The state hasn't even sent in its license application for the Southwest Regional Spaceport, near Upham, N.M. - but UP Aerospace will nevertheless send up its suborbital SpaceLoft XL rocket to the fringe of outer space sometime this summer, brim full with 110 pounds' worth of commercial payloads.

That poundage may not sound like a lot: It's about as much as Britney Spears weighed, pre-pregnancy. But UP Aerospace is trying to fill an ultra-low-cost niche in the launch industry - and the Connecticut-based company's chief executive officer, Eric Knight, says business is booming.

"We look at ourselves as a vertical airline - almost the Southwest Airlines of outer space," Knight told me Wednesday.

He declined to say what UP's launch costs were, saying he was playing that card close to the vest because it's "our competitive advantage." But one of UP's customers for this launch, Seattle-based ZG Aerospace, is offering to send business cards into space for $50 each - an indication that flying stuff on an UP rocket can be affordable, though certainly not yet dirt-cheap.

Knight noted that universities ranging from New Mexico State to Brown will have research payloads aboard the SpaceLoft - and he promises some additional commercial surprises. "We have some companies that are going to be doing product 'launches,' so to speak," he said.

Just this week, UP Aerospace completed its initial run-throughs for all the procedures that will be involved in the space mission. "We'll have many mission rehearsals in the weeks leading up to the launch," Knight said.

He said he couldn't name the launch date yet because of the company's arrangements with the White Sands Missile Range, where the rocket is to fall back to earth for recovery. "Within about a month, we'll be able to say when the launch is," he said.

UP is able to launch even though New Mexico doesn't have its spaceport license because its rocket will be operated under the terms of an FAA amateur waiver. Among other things, that means the SpaceLoft's burn time will be limited to no more than 15 seconds. Despite the limitations, the rocket should easily surpass the 62-mile altitude that marks the boundary of outer space, he said.

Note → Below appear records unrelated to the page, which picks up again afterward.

PR #425, opened 2021-04-16
feat: add nodeVersion config property

### LINKED ISSUE #400: Adjust esbuild target to AWS_LAMBDA_JS_RUNTIME

Feature.

Currently, esbuild is configured to use `es2017` as the target. We should make it this configurable, and we should take the `AWS_LAMBDA_JS_RUNTIME` environment variable into account for this.

eduardoboucas:
**- Summary**

Introduces a new configuration property called `nodeVersion`, which specifies the version of Node.js that esbuild will use as the compilation target.

It supports values like `10.x`, as well as the `nodejs10.x` format used by [AWS Lambda](https://docs.aws.amazon.com/lambda/latest/dg/lambda-runtimes.html).

The idea is for consumers of `zip-it-and-ship-it` to supply this configuration property based on the environment it's running on. For example, Netlify Build could pass along the value of the `AWS_LAMBDA_JS_RUNTIME` environment variable, whereas Netlify CLI could supply the local version of Node.js when serving bundled functions in `netlify dev`.

Closes #400.

**- Test plan**

Added one new test.

feat: add nodeVersion config property


README.md
```diff
@@ -112,6 +112,18 @@ The following properties are accepted:
...
+
+  _Type_: `string`\
+  _Default value_: `12.x`
+
+  The version of Node.js to use as the compilation target. Possible values:
+
+  - `8.x` (or `nodejs8.x`)
+  - `10.x` (or `nodejs10.x`)
+  - `12.x` (or `nodejs12.x`)
+  - `14.x` (or `nodejs14.x`)
```
ehmicky, line 125: Would it be simpler to allow only the AWS values, i.e. `nodejs8.x` but not `8.x`?

tests/fixtures/node-module-optional-catch-binding/function.js
```diff
@@ -0,0 +1,12 @@
+const noop = () => {}
+
+module.exports.handler = () => {
+  try {
+    noop()
+    // eslint-disable-next-line node/no-unsupported-features/es-syntax
```
ehmicky, line 6: Would using `} catch (error) {` remove the linting error?

ehmicky (approved):
:tada:

README.md
eduardoboucas: It's simpler, but from an API perspective it feels redundant to include `nodejs` in the value of a property that relates specifically to the Node.js version (e.g. `nodeVersion: "nodejs10.x"`), so I thought it'd be nice to allow the shorter syntax too.

It's not essential though, so I'm happy to revisit if you think this is a bad idea.

ehmicky: :+1:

In fact, the data gathered during the SpaceLoft mission will be used to support New Mexico's spaceport license application to the Federal Aviation Administration's Office of Commercial Space Transportation. That meshes with the state's plans to finish its application by the end of this year, in hopes of becoming a true spaceport in the first half of 2007.

There were two other items adding to this week's buzz about the Space Belt:

  • New Mexico state officials announced that they have selected a Los Angeles-based firm to do engineering and design work for spaceport facilities. In partnership with two New Mexico firms, DMJM/AECOM will be planning out the control building, hangars, launch-and-landing facilities, fuel depots and other infrastructure requirements for the nearly 15,000-acre site. The construction timetable calls for suborbital passenger spaceflights to begin in 2009 or 2010.
  • Flight International provided further details about the space tourism plans of Virgin Galactic, the anchor tenant for the New Mexico spaceport. Virgin has worked out a deal with Scaled Composites - the company in Mojave, Calif., that created the history-making SpaceShipOne rocket plane - for a fleet of "SpaceShipTwo" passenger spacecraft. The latest report says that SpaceShipTwo passengers will reach a maximum altitude of 87.5 miles (140 kilometers), feeling 4 G's on the way up and 7 G's on the way down.

One G, or gravity, is a measure of acceleration, equivalent to the pull you feel on Earth's surface at sea level. Here are a couple of more useful comparisons: Shuttle astronauts generally pull 3 G's, and the most challenging roller coasters give you 5 to 6 G's. SpaceShipTwo passengers will definitely have to take 7 G's lying down (in their cushioned, reclinable seats, that is).

Flight International also says SpaceShipTwo isn't likely to be unveiled until late next year. The first commercial flights may take off from and land back in Mojave, but eventually the main base of operations will shift to New Mexico - conceivably with takeoffs from the Upham spaceport and landings in, of all places, Roswell.